Like Fourier analysis, wavelet basis functions preserve the original data in the form of coefficients. The wavelet transform uses a mathematical approach known as multi-resolution analysis to analyze signals at different frequencies with different resolutions. Here, the idea is to provide good time resolution and poor frequency resolution at higher frequencies, and high frequency resolution and poor time resolution at low frequencies. To do so, analysis is performed in a similar manner to the Fourier transform--the signal is multiplied with a wavelet function, and the transform is computed separately for different parts of the signal.

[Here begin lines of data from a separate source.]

PR #6094, opened 2022-10-03
Fix #5283: Option to switch to an open tab

### LINKED ISSUE #5283: Option to switch to an open tab
## Problem Description

Follow an external link to a site that opens in a new tab even if it is already open in another tab.

## Feature Overview

This option gives opportunity to follow internal and external links to an open tab instead of opening a new one while browsing in Normal Browsing Mode.

It will automatically open the in the existing tab, no settings required.

## Implementation Details 

The option for this settings will be under Settings-> Tabs.

- When enabled an _**external links**_ (**URL**) opened in Brave browser (Brave is default browser) if user is not on Private Browsing Mode will be first checked if that particular URL exists in any tab.

>  If it exists the tab will be automatically switched instead of being opened in a new tab.

soner-yuksel:
## Summary of Changes

This pull request fixes #5283

## Submitter Checklist:

  - [x] Light & dark mode

## Test Plan:

For all the test enable Switch To an Open Tab setting.

Test Plan 1 External Link:

- Switch to Normal Browsing Mode
- Open an external link in Brave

A number of transforms, such as the Haar, the Mexican Hat, and the Morlet wavelet, are available (see Fig. B). Depending on the type of analysis to be performed, one type of wavelet may be more effective than others. The Morlet wavelet, for example, combines a sine wave with a Gaussian envelope to provide a waveform of finite duration and of a specific frequency.

Signal analysis

To analyze a signal, the wavelet function can be both translated (moved along the signal being analyzed) and scaled (changed its width). Here, high frequencies corresponding to low scales can be used to analyze spiked signals, and vice-versa. The wavelet transform can then be evaluated for various values of scale and time to provide information on relative power at specific points in the waveform. At the University of Colorado at Boulder (Boulder, CO), researchers Christopher Torrance and Gilbert Compo have applied the Morlet wavelet to the analysis of sea surface temperatures in the equatorial Pacific Ocean. The dominant mode of variability is the El Niño-Southern Oscillation (ENSO), which can be shown as high-frequency spikes on a time scale of two to seven years (see Fig. C top). Superimposed on the signal are longer interdecadal functions. By performing wavelet analysis and plotting the modulus of the transform, the researchers have demonstrated that from 1960 to 1990, the ENSO time band of two to seven years has undergone a slow oscillation in period from a three-year period between events in 1965 to about a five-year period in the early 1980s (see Fig. C bottom).

A. W.

FIGURE B. Wavelets have been developed in different forms. Three of the most common are the Haar, Mexican Hat and Morlet wavelets. The Morlet wavelet can be computed by multiplying a sine wave with a simple Gaussian function.

FIGURE C. Researchers at the Program in Atmospheric and Oceanic Sciences at the University of Colorado at Boulder have used wavelets to study El Nino effects. By transforming sea-surface temperature data (top) using the Morlet wavelet and taking the modulus of the result, researchers can more clearly see the periodicity of the El Nino effect (bottom).